The Mackensee boarders had already tested the communications, ignoring the box they didn’t recognize, which Ky knew was the ship-mounted ansible. Now she called up Johannson.

“We’re ready to go as soon as your people are back aboard your ship,” she said. “We’ll be rejoining the convoy after jump, correct?”

“Correct. If your navigator is at the board, I’ll transmit the coordinates—”

“Go ahead,” Ky said, nodding at Sheryl.

“We’re on our way,” the merc escort said. “See you somewhere else, and good luck with this thing.”

“We’ll be fine,” Ky said, with more confidence than she actually felt.
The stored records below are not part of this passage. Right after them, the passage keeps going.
Issue #299, opened 2025-03-12
Enable testing of PR versions of Polyfill


jamesnw:
**Is your feature request related to how this polyfill works? Please describe.**
With PRs, there isn't a good way to check that it works on a site besides the demo. The current best way would be to build it from source locally, and then add it to your project.

**Describe the solution you'd like**

We should be able to serve the pre-release version on the Netlify previews by- 

- Building the polyfill dist on netlify PR previews (it currently only has a single compiled source of all JS, including demo code)
- Setting up CORS in the netlify.toml to allow access from other sites

**Describe alternatives you've considered**

We would need to be clear that that this is not for production, and will no longer be available once the PR is merged.

PR #300, opened 2025-03-17
Add built polyfill to Netlify build

jamesnw:
## Description
Build polyfill on Netlify, allow for serving from there

## Related Issue(s)
#299

### DIFF
--- a/vite.config.ts
+++ b/vite.config.ts
@@ -8,7 +8,7 @@ export default defineConfig({
   server: {
     port: 3000,
   },
-  build: process.env.NETLIFY
+  build: process.env.BUILD_DEMO
     ? {}
     : {
         lib: process.env.BUILD_WPT
@@ -35,7 +35,7 @@ export default defineConfig({
                 // the proper extensions will be added
                 fileName: 'css-anchor-positioning',
               },
-        emptyOutDir: !process.env.BUILD_FN,
+        emptyOutDir: false,
         target: 'es6',
         sourcemap: true,
         rollupOptions: {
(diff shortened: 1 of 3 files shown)


vite.config.ts
```diff
@@ -35,7 +35,7 @@ export default defineConfig({
                 // the proper extensions will be added
                 fileName: 'css-anchor-positioning',
               },
-        emptyOutDir: !process.env.BUILD_FN,
```
jamesnw, line 38: If we're building the lib (ie, not the demo build), we don't want to empty the out directory.

jgerigmeyer: This was emptying the out dir once initially (on the `build:dist` run which happens first), and then adding more files to it in the `build:fn` run (which happens second). Not a big deal tho -- maybe we replace this by manually emptying the dir in the `yarn build` step?

jgerigmeyer (approved):
Works for me! I'll let @jerivas speak to any concerns about allowing this in prod -- I can't think of any issues?

@jamesnw Do we want to add some documentation along with this?

vite.config.ts
jamesnw: The demo build doesn't use this setting, so it empties out the dist. Then the regular build and then the fn build run, which include this, so the dist doesn't get overwritten. (I think)

jamesnw:
> @jamesnw Do we want to add some documentation along with this?

Added to CONTRIBUTING.md, since this is for contributors, not for users.

jerivas (approved):

jamesnw:
> I don't see any potential trouble either. My only worry is: if someone uses the script from our Netlify site in a high traffic project, are we going to pay for bandwidth?

Potentially. It looks like we have bandwidth for roughly 6 million requests per month, so it's theoretically not impossible. It's $55 per 100GB over. It would be easy to turn off if it seems like an issue.

PR #302, opened 2025-03-28
Allow multiple position-area declarations for a single selector

jgerigmeyer:
Given:

```css
.target {
  position-area: start;
}

.target {
  position-area: end;
}
```

Before, whichever one we parse last would be applied. Now this stores all of them, and allows the cascade to determine which one should be applied. (Or at least I think so -- some quick functional testing seemed to confirm that this works as expected.)


jamesnw (approved):
Excellent cleanup. Thanks!

PR #309, opened 2025-04-04
Allow anchor-size on margin and inset properties

### LINKED ISSUE #288: Support `anchor-size()` on insets and margins
https://drafts.csswg.org/css-anchor-position-1/#anchor-size-fn

Spec changed in https://github.com/w3c/csswg-drafts/issues/9827

**Additional context**
Added in Chrome 132- https://chromestatus.com/feature/5203950077476864

jamesnw:
## Description
https://drafts.csswg.org/css-anchor-position-1/#anchor-size-fn

Spec changed in https://github.com/w3c/csswg-drafts/issues/9827 to allow `anchor-size` on all properties that are allowed in `@position-try` blocks. This includes some nonsensical ones like `align-self`, which don't take lengths. I went with the "technically correct" tact of allowing anchor size to be used on those, but I alternatively could define a subset of the `@position-try` declarations that actually accept lengths. 

## Related Issue(s)
Fixes #288 

## Steps to test/reproduce
https://deploy-preview-309--anchor-polyfill.netlify.app/#anchor-size-extended

### DIFF
--- a/public/anchor-size-extended.css
+++ b/public/anchor-size-extended.css
@@ -1,0 +1,12 @@
+#my-anchor-anchor-size-extended {
+  anchor-name: --my-anchor-size-extended;
+  resize: both;
+  overflow: hidden;
+}
+
+#my-target-anchor-size-extended {
+  position: absolute;
+  position-anchor: --my-anchor-size-extended;
+  right: anchor-size(width);
+  margin: anchor-size(height);
+}
--- a/src/parse.ts
+++ b/src/parse.ts
@@ -22,6 +22,7 @@ import {
   type AnchorSide,
   type AnchorSize,
   type InsetProperty,
+  isAcceptedPositionTryProp,
   isAnchorSide,
   isAnchorSize,
   isInsetProp,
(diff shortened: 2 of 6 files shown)


src/parse.ts
```diff
@@ -228,8 +232,9 @@ function getAnchorFunctionData(node: CssNode, declaration: Declaration | null) {
       return { changed: true };
     }
     if (
-      isInsetProp(declaration.property) ||
-      isSizingProp(declaration.property)
+      (isAnchorFunction(node) && isInsetProp(declaration.property)) ||
+      (isAnchorSizeFunction(node) &&
+        isAcceptedPositionTryProp(declaration.property))
```
jamesnw, line 237: This splits out the checks, as `anchor-size()` accepts more properties than `anchor()`.

public/anchor-size-extended.css
```diff
@@ -0,0 +1,12 @@
+#my-anchor-anchor-size-extended {
+  anchor-name: --my-anchor-size-extended;
+  resize: both;
```
jgerigmeyer, line 3: This is fun! I approve 🤓

jgerigmeyer (changes requested):
This works well!

> I alternatively could define a subset of the @position-try declarations that actually accept lengths.

My reading of [the spec](https://drafts.csswg.org/css-anchor-position-1/#anchor-size-valid) is actually that `anchor-size` only accepts a subset of the valid `@position-try` declarations that do accept lengths:

> It’s being used in a [sizing property](https://drafts.csswg.org/css-sizing-3/#sizing-property), an [inset property](https://drafts.csswg.org/css-logical-1/#inset-properties), or a [margin property](https://drafts.csswg.org/css-box-4/#margin-properties) on an [absolutely positioned box](https://drafts.csswg.org/css-position-3/#absolute-position). (These are the [accepted @position-try properties](https://drafts.csswg.org/css-anchor-position-1/#accepted-position-try-properties) **that allow lengths**.)

So I'd recommend we split `ACCEPTED_POSITION_TRY_PROPERTIES` from `ACCEPTED_ANCHOR_SIZE_PROPERTIES`.

jgerigmeyer (approved):

Issue #311, opened 2025-04-08
sourcemap error when loading from unpkg


schalkneethling:
When dynamically adding the polyfill:

```js
enablePolyfill.addEventListener("click", async () => {
  const { default: polyfill } = await import(
    "https://unpkg.com/@oddbird/css-anchor-positioning/dist/css-anchor-positioning-fn.js"
  );
  polyfill().then(() => {
    enablePolyfill.textContent = "Polyfill enabled";
  });
});
```

I get the following error in the console related to the sourcemap:

```bash
Uncaught (in promise) TypeError: The specifier “source-map-js/lib/source-map-generator.js” was a bare specifier, but was not remapped to anything. Relative module specifiers must start with “./”, “../” or “/”.
```

I points to the following line at: view-source:https://unpkg.com/@oddbird/css-anchor-positioning@0.5.0/dist/css-anchor-positioning-fn.js

```js
import { SourceMapGenerator as So } from "source-map-js/lib/source-map-generator.js";
```

jamesnw:
I assume this is related to https://github.com/oddbird/css-anchor-positioning/pull/277. It looks like it's also happening for non-dynamic loads from unpkg. Has anyone tested from NPM?

schalkneethling:
> I assume this is related to [#277](https://github.com/oddbird/css-anchor-positioning/pull/277). It looks like it's also happening for non-dynamic loads from unpkg. Has anyone tested from NPM?

Ah yes, looks like here https://github.com/oddbird/css-anchor-positioning/pull/277#discussion_r1854010403

I have not tried with NPM, but I will give it a whirl and report back if nobody beats me to it :)

jamesnw:
I'm also seeing this working in Codepen.

schalkneethling:
> [@jamesnw](https://github.com/jamesnw) [@schalkneethling](https://github.com/schalkneethling) In [#277](https://github.com/oddbird/css-anchor-positioning/pull/277) we externalized the `source-map-js` module (which is imported by `csstree` but not used by this polyfill) to minimize build size, but we didn't remove the import itself -- which is causing the errors in non-dev environments (presumably because the `source-map-js` module exists locally).
>     * https://deploy-preview-312--anchor-polyfill.netlify.app/css-anchor-positioning-fn.js

Tested it with the one above locally and, It Works! 🎉

schalkneethling:
Thank you for the super fast response, folks! 🙌

PR #312, opened 2025-04-08
Remove unused source-map-js import

jgerigmeyer:
One approach to fixing #311 (regression introduced in #277).

### DIFF
--- a/package-lock.json
+++ b/package-lock.json
@@ -17,6 +17,7 @@
       "devDependencies": {
         "@eslint/js": "^9.24.0",
         "@playwright/test": "1.43.1",
+        "@rollup/plugin-replace": "^6.0.2",
         "@types/async": "^3.2.24",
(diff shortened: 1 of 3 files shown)


jgerigmeyer:
> * This doesn't remove the line from our generated sourcemaps, for instance in `css-anchor-positioning-fn.js.map`, so our sourcemaps may not be correct.

Oh, interesting -- I hadn't considered that. How big of a deal do we think that is? 🤔 

https://github.com/rollup/plugins/discussions/1798

> * There is still a call to SourceMapGenerator in the bundled plugin. This is from css-tree, and looks like it would only be called if we called `generate({sourceMap: true})`, which we are not. It would be nice if we could remove that codepath from our bundled css-tree, but I don't think that's necessary.

Yeah, true. The codepath is 75 LOC -- not sure how far we want to go down this rabbit hole!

At last they were on the move. On Osman’s excellent military-grade scans, Gary Tobai boosted for jump ahead of them, crawling along at less than half the acceleration Fair Kaleen could offer. Ky was not about to go off and leave her first command, though. Behind them, the Mackensee ship loafed along, keeping watch behind, weapons live. Ky kept Kaleen’s locked down. In those hours, Ky’s implant explored the ship and her data banks, easily circumventing Osman’s security routines: at root, the ship was Vatta, purpose-built for Vatta, and her deepest levels of programming gave anyone with the Vatta command dataset complete access to anything added later. Ky was able to tell Martin exactly where physical traps were located, and how to disarm them.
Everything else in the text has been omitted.